Related Work & Insights¶
- vs. SAeUron: Both use SAEs on cross-attention activations; the difference is SAEmnesia introduces supervised assignment to solve feature splitting.
- vs. Concept Steerers: Concept Steerers intervene on text embeddings; SAEmnesia intervenes on the visual path, making it more robust to attacks bypassing the text encoder (e.g., Ring-A-Bell).
- vs. Fine-tuning (SalUn/ESD): Fine-tuning is irreversible and risks damaging downstream capabilities; SAEs are modular and auditable.
- vs.

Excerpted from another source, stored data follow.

PR #115, opened 2017-02-09
Hiding secret properties in as non-enumerable

bartaz:
Fix for leaked lp_client secret keys in API responses.

### DIFF
--- a/src/server/launchpad/resources.js
+++ b/src/server/launchpad/resources.js
@@ -9,11 +9,21 @@ import { normalizeURI } from './uri';
 /** The base class for objects retrieved from Launchpad's web service. */
 export class Resource {
   /** Initialize a resource with its representation and URI. */
-  init(client, representation, uri) {
-    this.lp_client = client;
-    this.uri = uri;
-    for (const key of Object.keys(representation)) {
-      this[key] = representation[key];
+  init(client, uri, representation) {
+    // defining internal properties as non-enumerable not to leak any secrets
+    Object.defineProperty(this, 'lp_client', {
+      value: client,
+      enumerable: false
+    });
+    Object.defineProperty(this, 'uri', {
+      value: uri,
+      enumerable: false
+    });
+
+    if (representation) {
+      for (const key of Object.keys(representation)) {
+        this[key] = representation[key];
+      }
     }
   }
 
@@ -32,7 +42,7 @@ export class Resource {
 export class Root extends Resource {
   constructor(client, representation, uri) {
     super();
-    this.init(client, representation, uri);
+    this.init(client, uri, representation);
   }
 }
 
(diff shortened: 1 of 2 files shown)


src/server/launchpad/resources.js
```diff
@@ -9,11 +9,21 @@ import { normalizeURI } from './uri';
...
+    Object.defineProperty(this, 'lp_client', {
+      value: client,
+      enumerable: false
+    });
+    Object.defineProperty(this, 'uri', {
+      value: uri,
+      enumerable: false
+    });
+
+    if (representation) {
```
bartaz: Making `representation` optional, so that collection `Entry` can call it to get `lp_client` and `uri` without setting `representation`.

src/server/launchpad/resources.js
```diff
@@ -9,11 +9,21 @@ import { normalizeURI } from './uri';
...
 export class Resource {
   /** Initialize a resource with its representation and URI. */
-  init(client, representation, uri) {
-    this.lp_client = client;
-    this.uri = uri;
-    for (const key of Object.keys(representation)) {
-      this[key] = representation[key];
+  init(client, uri, representation) {
+    // defining internal properties as non-enumerable not to leak any secrets
+    Object.defineProperty(this, 'lp_client', {
```
bartaz: I made sure in other parts that `lp_client` is always inherited (via `extends Resource`), so shouldn't be enumerable, but as it contains very sensitive data it's better to make it explicitly non-enumerable in case we instantiate `Resource` directly at some point.

src/server/launchpad/resources.js
```diff
@@ -75,10 +85,18 @@ export class Collection extends Resource {
 export class Entry extends Resource {
   constructor(client, representation, uri) {
     super();
-    this.lp_client = client;
-    this.uri = uri;
-    this.lp_attributes = {};
-    this.dirty_attributes = [];
+    this.init(client, uri);
```
bartaz: `lp_client` and `uri` will be inherited from `Resource` so will be non-enumerable.

src/server/launchpad/resources.js
```diff
@@ -75,10 +85,18 @@ export class Collection extends Resource {
...
+
+    // defining internal properties as non-enumerable not to leak any secrets
+    Object.defineProperty(this, 'lp_attributes', {
```
bartaz: Making local internal propeties non-enumerable, so they don't pollute serialised objects.

src/server/launchpad/resources.js
```diff
@@ -32,15 +42,15 @@ export class Resource {
 export class Root extends Resource {
   constructor(client, representation, uri) {
     super();
-    this.init(client, representation, uri);
+    this.init(client, uri, representation);
```
cjwatson: It might be a good idea to switch the order of `uri` and `representation` in these inherited constructors' signatures at some point to match the new `Resource` constructor signature, to reduce the potential for confusion.

PR #117, opened 2017-02-10
Redux actions/reducer to store snaps (enabled repositories)

bartaz:
Not used anywhere yet, but these actions allow to fetch user snaps from API.

### DIFF
--- a/src/common/actions/snaps.js
+++ b/src/common/actions/snaps.js
@@ -1,0 +1,55 @@
+import 'isomorphic-fetch';
+
+import { checkStatus, getError } from '../helpers/api';
+import { conf } from '../helpers/config';
+
+const BASE_URL = conf.get('BASE_URL');
+
+export const FETCH_SNAPS = 'FETCH_REPOSITORIES';
+export const FETCH_SNAPS_SUCCESS = 'FETCH_SNAPS_SUCCESS';
+export const FETCH_SNAPS_ERROR = 'FETCH_SNAPS_ERROR';
+
+export function fetchUserSnaps(owner) {
+  return (dispatch) => {
+    const url = `${BASE_URL}/api/launchpad/snaps/list?owner=${owner}`;
+
+    dispatch({
+      type: FETCH_SNAPS
+    });
+
+    return fetch(url, {
+      headers: { 'Content-Type': 'application/json' },
+      credentials: 'same-origin'
+    })
+      .then(checkStatus)
+      .then(response => {
+        return response.json().then(result => {
+          if (result.status !== 'success') {
+            throw getError(response, result);
+          }
+
+          dispatch(fetchSnapsSuccess(result.payload.snaps));
+
+        })
+        .catch(error => {
+          return Promise.reject(error);
+        });
+      })
+      .catch(error => dispatch(fetchSnapsError(error)));
+  };
+}
+
+export function fetchSnapsSuccess(snaps) {
+  return {
+    type: FETCH_SNAPS_SUCCESS,
+    payload: snaps
+  };
+}
+
+export function fetchSnapsError(error) {
+  return {
+    type: FETCH_SNAPS_ERROR,
+    payload: error,
+    error: true
+  };
+}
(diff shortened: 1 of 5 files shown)


src/common/reducers/snaps.js
```diff
@@ -0,0 +1,41 @@
+import * as ActionTypes from '../actions/snaps';
+import { parseGitHubRepoUrl } from '../helpers/github-url';
+
+export function snaps(state = {
+  isFetching: false,
+  success: false,
+  error: null,
+  snaps: null,
```
bartaz: Wasn't sure if we should be naming it `snaps` or maybe `enabledRepositories`.
Technically they are snaps with some repo info on them, and we will need more info about them as snaps (builds status, name registering, snapcraft.yaml), so I guess calling them snaps is not that confusing.

src/common/reducers/snaps.js
```diff
@@ -0,0 +1,41 @@
...
+      };
+    case ActionTypes.FETCH_SNAPS_SUCCESS:
+      return {
+        ...state,
+        isFetching: false,
+        success: true,
+        snaps: action.payload.map((snap) => {
+          return {
+            // parse repository info to keep consistent data format
+            repo: parseGitHubRepoUrl(snap.git_repository_url),
```
bartaz: Every snap on the list contains two pieces of information now:
```js
{
  repo: { fullName, owner, name, url } // full repo object as used elsewhere in the app
  snap: { git_repository_url, ... } // full snap data as returned from API
}
```

Maybe we don't need whole snap object here, but we will likely need some API URLs from there (to fetch build status, etc).

src/common/actions/snaps.js
```diff
@@ -0,0 +1,55 @@
...
+
+const BASE_URL = conf.get('BASE_URL');
+
+export const FETCH_SNAPS = 'FETCH_REPOSITORIES';
+export const FETCH_SNAPS_SUCCESS = 'FETCH_SNAPS_SUCCESS';
+export const FETCH_SNAPS_ERROR = 'FETCH_SNAPS_ERROR';
+
+export function fetchUserSnaps(owner) {
+  return (dispatch) => {
+    const url = `${BASE_URL}/api/launchpad/snaps/list?owner=${owner}`;
```
cjwatson: Use `encodeURIComponent(owner)`, or `qs.stringify`.

src/common/actions/snaps.js
```diff
@@ -0,0 +1,55 @@
...
+      type: FETCH_SNAPS
+    });
+
+    return fetch(url, {
+      headers: { 'Content-Type': 'application/json' },
+      credentials: 'same-origin'
+    })
+      .then(checkStatus)
+      .then(response => {
+        return response.json().then(result => {
```
cjwatson: I think we're standardising on parenthesising the signature part of arrow functions taking just one parameter.

src/common/reducers/snaps.js
cjwatson: I think `snaps` is fine.

src/common/reducers/snaps.js
cjwatson: Maybe a bit redundant since `repo` can be derived trivially from `snap.git_repository_url`?  You could call `parseGitHubRepoUrl` from a `mapStateToProps` function.  Then `snaps` really would just contain snap objects.

bartaz: I thought it would be worth to keep repo info parsed already not to do it in UI components too much, but it's likely that we will only have to do it once, so maybe it's a good point that we don't need it here.

I'll remove it and if at any point we see we do this parsing in many places we can always add it back.

src/common/actions/snaps.js
bartaz: Good catch, thanks.

src/common/actions/snaps.js
bartaz: Yes... and I remember me being the one mentioning it ;)

PR #119, opened 2017-02-10
100: Batched repository selection

katiefenn:
- Added initial support for batched snap creation to createSnap action
  creators
- Changed redirect on successful login to "select repositories"
  dashboard view

### DIFF
--- a/src/common/actions/create-snap.js
+++ b/src/common/actions/create-snap.js
@@ -2,7 +2,6 @@ import 'isomorphic-fetch';
 
 import { checkStatus, getError } from '../helpers/api';
 import { conf } from '../helpers/config';
-import { parseGitHubRepoUrl } from '../helpers/github-url';
 
 const BASE_URL = conf.get('BASE_URL');
 
@@ -54,10 +53,11 @@ function getSnapName(owner, name) {
     }));
 }
 
-export function createSnap(repositoryUrl, location) { // location for tests
+export function createSnap(repository) {
   return (dispatch) => {
+    const repositoryUrl = repository.url;
     if (repositoryUrl) {
-      const { owner, name, fullName } = parseGitHubRepoUrl(repositoryUrl);
+      const { owner, name, fullName } = repository;
 
       dispatch({
         type: CREATE_SNAP,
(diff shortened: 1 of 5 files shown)


src/common/actions/create-snap.js
```diff
@@ -54,10 +53,11 @@ function getSnapName(owner, name) {
     }));
 }
 
-export function createSnap(repositoryUrl, location) { // location for tests
+export function createSnap(repository) { // location for tests
```
katiefenn: I discovered that all code calling createSnap already had a parsed repository object. Instead of parsing it twice I decided to just pass the repository object.

src/common/actions/create-snap.js
```diff
@@ -81,30 +81,45 @@ export function createSnap(repositoryUrl, location) { // location for tests
         .then(checkStatus)
         .then(response => {
           return response.json().then(result => {
-            if (result.status !== 'success' ||
-                result.payload.code !== 'snap-created') {
-              throw getError(response, result);
+            if (result.status !== 'success' || result.payload.code !== 'snap-created') {
```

ScaPre: ScaPre uses spectral trace regularization for sequential unlearning; SAEmnesia provides an alternative by ensuring representation additivity through one-to-one mapping.
Rating¶
- Novelty: ⭐⭐⭐⭐ Introducing supervision to SAEs for feature centralization is a clear leap, though the innovation is primarily in the loss design.
- Experimental Thoroughness: ⭐⭐⭐⭐ Covers UnlearnCanvas, I2P, adversarial attacks, and sequential erasure, but lacks validation on latest-generation architectures.
- Writing Quality: ⭐⭐⭐⭐ Clear motivation-method-evidence chain with honest discussion of limitations.
- Value: ⭐⭐⭐⭐⭐ Advances mechanistic erasure toward engineering viability (single latent, scalar multiplication, modularity).